About this task: Reply with only a number, the count of lines in the listing that include the word "builds".

Source data:
____________________

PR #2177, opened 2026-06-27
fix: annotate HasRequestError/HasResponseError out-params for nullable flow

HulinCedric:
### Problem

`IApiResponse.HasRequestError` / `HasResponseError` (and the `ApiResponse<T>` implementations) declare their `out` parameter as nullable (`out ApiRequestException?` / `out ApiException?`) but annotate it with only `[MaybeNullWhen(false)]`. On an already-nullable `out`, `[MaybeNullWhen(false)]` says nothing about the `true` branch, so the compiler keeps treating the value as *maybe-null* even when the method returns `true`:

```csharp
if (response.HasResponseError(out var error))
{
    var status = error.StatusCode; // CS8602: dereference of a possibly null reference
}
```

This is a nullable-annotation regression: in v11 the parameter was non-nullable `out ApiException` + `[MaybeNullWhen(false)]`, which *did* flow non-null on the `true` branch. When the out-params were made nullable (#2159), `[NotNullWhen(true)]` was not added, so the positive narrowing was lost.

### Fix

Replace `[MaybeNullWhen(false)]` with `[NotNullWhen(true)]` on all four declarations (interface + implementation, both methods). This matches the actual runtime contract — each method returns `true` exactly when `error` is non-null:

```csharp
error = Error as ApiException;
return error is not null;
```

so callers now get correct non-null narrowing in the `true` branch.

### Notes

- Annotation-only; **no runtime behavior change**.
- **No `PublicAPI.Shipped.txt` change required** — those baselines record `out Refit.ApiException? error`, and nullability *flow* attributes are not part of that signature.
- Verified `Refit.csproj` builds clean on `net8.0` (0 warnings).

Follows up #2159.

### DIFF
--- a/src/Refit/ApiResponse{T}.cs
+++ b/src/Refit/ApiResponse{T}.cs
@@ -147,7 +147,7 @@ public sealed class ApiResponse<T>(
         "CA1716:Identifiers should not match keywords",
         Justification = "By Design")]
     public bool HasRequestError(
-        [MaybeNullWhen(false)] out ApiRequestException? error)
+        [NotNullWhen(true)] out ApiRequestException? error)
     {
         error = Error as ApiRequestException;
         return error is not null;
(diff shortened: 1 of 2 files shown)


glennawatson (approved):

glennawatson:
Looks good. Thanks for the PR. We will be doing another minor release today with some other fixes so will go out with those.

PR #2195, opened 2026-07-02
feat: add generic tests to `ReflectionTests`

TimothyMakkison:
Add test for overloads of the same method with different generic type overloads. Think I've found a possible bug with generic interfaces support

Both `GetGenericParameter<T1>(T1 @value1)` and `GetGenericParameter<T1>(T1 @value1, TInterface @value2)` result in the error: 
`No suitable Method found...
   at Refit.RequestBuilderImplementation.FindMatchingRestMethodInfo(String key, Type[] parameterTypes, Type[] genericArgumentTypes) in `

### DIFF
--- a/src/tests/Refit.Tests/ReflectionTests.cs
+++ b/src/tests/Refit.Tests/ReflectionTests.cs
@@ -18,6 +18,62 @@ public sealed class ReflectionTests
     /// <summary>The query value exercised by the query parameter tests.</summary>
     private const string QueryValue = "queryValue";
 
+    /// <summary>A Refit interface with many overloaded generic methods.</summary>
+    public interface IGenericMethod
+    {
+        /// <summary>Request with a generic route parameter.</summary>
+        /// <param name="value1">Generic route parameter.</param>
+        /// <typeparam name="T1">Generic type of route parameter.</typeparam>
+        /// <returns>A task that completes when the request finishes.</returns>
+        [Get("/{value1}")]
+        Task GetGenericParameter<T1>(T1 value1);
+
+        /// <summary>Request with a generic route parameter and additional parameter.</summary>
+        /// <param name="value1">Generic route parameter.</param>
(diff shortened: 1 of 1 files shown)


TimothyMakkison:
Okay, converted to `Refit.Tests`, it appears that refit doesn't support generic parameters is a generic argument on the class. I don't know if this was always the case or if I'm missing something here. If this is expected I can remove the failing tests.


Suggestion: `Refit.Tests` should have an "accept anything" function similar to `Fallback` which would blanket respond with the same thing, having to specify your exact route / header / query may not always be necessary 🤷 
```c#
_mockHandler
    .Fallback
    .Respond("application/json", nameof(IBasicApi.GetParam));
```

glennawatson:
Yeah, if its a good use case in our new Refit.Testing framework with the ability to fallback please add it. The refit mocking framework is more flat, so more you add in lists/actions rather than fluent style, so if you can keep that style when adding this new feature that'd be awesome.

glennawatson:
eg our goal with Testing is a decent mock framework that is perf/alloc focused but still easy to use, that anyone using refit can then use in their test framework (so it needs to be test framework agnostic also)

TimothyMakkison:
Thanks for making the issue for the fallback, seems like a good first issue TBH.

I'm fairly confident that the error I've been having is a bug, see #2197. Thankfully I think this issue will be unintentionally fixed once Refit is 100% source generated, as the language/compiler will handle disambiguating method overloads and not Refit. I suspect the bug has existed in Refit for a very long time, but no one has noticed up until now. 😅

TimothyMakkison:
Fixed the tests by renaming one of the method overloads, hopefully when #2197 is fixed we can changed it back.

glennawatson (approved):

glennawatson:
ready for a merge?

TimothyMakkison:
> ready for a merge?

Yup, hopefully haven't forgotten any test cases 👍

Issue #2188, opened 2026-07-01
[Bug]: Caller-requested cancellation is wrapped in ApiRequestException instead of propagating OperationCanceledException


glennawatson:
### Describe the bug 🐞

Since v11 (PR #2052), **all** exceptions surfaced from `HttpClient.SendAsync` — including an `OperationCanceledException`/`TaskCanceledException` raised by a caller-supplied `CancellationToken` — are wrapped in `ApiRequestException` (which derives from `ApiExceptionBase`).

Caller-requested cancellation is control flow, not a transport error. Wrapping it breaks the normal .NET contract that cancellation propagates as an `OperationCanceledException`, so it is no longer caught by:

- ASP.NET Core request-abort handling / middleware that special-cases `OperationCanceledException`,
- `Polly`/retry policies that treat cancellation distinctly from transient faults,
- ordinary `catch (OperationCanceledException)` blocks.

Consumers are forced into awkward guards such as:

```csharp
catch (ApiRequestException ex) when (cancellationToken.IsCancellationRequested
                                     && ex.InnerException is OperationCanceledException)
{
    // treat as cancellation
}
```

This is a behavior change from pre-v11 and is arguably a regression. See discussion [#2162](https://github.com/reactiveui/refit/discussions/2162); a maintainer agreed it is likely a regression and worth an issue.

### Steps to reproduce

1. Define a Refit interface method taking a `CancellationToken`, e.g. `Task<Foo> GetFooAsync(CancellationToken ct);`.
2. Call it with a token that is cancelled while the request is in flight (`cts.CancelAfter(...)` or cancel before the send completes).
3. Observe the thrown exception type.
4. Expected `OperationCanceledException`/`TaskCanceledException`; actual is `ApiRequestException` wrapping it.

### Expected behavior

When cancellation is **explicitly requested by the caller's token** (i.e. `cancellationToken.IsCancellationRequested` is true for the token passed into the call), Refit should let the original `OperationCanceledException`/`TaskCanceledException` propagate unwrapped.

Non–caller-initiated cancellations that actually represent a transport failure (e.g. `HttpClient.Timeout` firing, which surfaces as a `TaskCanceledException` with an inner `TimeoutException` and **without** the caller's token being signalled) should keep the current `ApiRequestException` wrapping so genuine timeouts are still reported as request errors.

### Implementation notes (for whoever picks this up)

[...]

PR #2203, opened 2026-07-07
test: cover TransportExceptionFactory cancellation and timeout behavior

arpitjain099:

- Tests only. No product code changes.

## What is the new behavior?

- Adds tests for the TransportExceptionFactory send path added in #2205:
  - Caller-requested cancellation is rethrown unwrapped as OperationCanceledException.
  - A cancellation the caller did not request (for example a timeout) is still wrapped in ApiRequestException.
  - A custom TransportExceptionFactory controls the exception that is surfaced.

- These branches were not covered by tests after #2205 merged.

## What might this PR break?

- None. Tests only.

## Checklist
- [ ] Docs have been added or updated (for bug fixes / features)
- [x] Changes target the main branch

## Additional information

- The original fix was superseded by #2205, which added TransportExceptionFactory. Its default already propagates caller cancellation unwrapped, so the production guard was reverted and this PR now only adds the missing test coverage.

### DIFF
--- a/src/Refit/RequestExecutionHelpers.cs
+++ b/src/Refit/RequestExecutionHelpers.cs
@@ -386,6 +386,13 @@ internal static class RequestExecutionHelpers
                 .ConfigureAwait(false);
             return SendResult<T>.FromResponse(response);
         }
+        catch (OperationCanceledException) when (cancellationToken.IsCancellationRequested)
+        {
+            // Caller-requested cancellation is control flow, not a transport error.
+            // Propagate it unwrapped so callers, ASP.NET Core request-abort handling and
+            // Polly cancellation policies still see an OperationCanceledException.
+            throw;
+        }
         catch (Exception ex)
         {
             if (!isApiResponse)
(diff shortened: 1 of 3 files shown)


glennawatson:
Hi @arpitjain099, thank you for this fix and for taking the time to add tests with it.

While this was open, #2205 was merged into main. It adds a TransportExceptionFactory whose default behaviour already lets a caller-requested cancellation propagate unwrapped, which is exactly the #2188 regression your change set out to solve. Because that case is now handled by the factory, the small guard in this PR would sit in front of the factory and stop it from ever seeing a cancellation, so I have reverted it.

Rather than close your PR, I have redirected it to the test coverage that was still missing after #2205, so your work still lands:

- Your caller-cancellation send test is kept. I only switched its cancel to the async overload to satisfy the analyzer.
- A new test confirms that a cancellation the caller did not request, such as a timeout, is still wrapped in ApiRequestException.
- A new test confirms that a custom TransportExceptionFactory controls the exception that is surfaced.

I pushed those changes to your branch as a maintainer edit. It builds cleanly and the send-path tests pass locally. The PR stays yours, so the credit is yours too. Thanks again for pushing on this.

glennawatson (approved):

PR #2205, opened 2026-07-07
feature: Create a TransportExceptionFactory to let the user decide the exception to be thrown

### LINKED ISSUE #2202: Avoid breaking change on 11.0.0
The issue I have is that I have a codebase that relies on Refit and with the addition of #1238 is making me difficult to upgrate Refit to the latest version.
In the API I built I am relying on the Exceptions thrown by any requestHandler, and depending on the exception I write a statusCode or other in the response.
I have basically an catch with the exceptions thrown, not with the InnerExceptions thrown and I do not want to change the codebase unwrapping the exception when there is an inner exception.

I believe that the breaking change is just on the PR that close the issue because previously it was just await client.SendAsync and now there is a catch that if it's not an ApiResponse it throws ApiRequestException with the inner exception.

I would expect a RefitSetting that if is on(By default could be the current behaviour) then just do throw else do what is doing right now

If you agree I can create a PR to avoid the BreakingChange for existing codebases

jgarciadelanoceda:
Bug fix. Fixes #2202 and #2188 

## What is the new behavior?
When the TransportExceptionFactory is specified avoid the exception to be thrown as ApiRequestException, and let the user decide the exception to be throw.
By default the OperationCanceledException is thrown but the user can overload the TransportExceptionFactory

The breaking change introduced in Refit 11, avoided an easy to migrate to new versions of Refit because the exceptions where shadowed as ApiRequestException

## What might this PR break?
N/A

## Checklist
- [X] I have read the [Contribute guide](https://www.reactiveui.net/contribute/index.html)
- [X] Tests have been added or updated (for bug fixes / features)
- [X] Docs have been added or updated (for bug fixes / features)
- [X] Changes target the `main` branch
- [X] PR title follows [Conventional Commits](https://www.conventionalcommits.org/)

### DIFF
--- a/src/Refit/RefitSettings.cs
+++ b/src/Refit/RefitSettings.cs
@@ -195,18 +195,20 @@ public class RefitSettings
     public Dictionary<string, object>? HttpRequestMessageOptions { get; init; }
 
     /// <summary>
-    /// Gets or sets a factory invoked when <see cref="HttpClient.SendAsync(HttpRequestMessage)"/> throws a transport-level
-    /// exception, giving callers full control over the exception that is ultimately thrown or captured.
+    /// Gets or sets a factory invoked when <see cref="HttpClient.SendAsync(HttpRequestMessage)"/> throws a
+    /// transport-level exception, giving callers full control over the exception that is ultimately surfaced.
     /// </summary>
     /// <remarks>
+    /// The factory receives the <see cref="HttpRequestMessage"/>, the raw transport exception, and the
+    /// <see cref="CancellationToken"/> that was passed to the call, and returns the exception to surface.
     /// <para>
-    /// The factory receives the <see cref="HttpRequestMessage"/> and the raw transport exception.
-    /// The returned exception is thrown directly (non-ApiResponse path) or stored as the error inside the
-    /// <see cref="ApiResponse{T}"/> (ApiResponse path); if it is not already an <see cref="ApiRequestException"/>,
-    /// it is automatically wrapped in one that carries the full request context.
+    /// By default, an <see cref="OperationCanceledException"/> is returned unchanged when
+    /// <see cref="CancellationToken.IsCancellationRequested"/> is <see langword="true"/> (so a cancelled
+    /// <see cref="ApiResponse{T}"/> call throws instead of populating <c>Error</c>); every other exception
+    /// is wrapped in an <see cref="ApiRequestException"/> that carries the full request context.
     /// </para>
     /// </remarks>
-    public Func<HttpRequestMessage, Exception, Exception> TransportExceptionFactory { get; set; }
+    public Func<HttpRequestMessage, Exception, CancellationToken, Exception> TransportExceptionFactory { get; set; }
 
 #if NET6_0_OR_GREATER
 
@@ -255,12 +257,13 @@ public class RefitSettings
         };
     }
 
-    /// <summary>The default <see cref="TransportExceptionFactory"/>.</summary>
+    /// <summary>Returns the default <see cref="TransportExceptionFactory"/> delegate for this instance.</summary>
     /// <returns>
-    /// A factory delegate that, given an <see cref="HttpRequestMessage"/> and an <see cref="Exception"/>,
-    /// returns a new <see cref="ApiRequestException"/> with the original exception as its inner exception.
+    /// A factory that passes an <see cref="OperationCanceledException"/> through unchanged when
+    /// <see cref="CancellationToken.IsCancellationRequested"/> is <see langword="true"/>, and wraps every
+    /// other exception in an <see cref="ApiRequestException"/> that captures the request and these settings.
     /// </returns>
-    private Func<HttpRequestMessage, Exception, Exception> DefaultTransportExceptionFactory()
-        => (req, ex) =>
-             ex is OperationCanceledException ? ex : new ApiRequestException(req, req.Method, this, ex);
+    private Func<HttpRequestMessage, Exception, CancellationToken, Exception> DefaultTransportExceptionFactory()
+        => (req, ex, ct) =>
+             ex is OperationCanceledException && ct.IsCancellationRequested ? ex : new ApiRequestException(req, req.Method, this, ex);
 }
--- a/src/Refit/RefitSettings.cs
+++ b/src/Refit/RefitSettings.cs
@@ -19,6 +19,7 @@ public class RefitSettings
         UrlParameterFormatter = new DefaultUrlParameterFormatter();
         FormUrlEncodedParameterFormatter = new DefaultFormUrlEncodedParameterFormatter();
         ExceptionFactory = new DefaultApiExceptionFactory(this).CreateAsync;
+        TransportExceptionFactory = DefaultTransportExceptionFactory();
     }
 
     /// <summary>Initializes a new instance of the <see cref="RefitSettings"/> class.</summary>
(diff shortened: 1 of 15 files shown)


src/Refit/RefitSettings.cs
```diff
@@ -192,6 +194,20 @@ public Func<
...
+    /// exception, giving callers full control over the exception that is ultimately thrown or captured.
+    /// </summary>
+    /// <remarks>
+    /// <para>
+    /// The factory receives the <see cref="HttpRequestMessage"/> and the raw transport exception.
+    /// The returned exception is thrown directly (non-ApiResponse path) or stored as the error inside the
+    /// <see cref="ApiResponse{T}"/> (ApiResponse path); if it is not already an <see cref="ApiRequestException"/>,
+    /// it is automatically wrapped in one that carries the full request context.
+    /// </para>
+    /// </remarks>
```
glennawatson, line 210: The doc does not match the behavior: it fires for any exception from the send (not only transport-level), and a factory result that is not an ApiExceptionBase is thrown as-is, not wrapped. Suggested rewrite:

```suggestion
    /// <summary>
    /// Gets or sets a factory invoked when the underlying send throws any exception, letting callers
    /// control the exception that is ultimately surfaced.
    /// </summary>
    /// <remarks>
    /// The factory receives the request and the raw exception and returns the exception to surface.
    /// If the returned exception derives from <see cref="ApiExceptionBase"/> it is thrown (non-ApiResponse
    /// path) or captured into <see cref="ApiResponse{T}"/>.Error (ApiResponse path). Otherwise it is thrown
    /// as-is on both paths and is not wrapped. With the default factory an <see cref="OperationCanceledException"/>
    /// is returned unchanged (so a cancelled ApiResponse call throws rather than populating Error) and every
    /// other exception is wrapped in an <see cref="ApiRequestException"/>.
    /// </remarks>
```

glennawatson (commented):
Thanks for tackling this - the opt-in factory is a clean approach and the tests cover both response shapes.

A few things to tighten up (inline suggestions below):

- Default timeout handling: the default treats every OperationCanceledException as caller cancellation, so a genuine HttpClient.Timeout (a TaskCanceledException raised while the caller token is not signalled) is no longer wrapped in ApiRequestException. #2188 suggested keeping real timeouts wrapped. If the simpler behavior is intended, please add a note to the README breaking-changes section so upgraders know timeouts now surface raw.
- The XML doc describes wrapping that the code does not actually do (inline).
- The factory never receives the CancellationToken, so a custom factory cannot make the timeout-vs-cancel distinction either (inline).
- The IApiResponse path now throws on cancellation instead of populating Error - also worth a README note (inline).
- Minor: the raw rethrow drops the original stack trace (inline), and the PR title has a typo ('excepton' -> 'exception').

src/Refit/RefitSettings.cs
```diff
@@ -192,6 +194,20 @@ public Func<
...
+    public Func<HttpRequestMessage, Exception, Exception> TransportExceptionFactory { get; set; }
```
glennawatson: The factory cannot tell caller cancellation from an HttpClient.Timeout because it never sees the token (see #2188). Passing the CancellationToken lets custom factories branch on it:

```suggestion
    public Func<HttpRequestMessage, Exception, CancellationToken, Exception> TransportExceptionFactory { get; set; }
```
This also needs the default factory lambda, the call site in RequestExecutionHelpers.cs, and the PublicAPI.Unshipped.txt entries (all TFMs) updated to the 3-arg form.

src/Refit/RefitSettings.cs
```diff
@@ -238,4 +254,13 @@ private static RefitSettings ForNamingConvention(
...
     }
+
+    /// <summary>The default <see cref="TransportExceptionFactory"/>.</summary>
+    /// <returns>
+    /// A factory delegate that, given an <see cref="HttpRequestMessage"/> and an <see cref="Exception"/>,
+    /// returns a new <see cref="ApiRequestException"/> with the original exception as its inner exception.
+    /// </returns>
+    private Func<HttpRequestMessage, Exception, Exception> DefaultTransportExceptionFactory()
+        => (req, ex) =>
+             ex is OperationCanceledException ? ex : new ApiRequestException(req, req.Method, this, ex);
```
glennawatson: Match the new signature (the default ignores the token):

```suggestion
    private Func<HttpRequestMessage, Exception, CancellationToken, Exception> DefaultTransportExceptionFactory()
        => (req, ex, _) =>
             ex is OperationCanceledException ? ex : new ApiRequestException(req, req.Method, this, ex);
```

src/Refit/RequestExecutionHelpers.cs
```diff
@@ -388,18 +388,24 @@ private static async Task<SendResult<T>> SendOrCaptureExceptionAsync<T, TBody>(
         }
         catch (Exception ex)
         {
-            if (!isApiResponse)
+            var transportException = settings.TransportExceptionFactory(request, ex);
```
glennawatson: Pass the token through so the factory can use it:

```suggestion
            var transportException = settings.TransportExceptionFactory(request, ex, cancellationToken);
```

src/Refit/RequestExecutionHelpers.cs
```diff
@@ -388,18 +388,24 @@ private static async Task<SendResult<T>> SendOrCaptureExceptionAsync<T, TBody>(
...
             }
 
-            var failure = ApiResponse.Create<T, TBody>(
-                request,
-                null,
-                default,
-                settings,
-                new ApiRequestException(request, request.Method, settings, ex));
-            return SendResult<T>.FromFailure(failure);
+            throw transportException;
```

____________________

Reply to the exercise: 2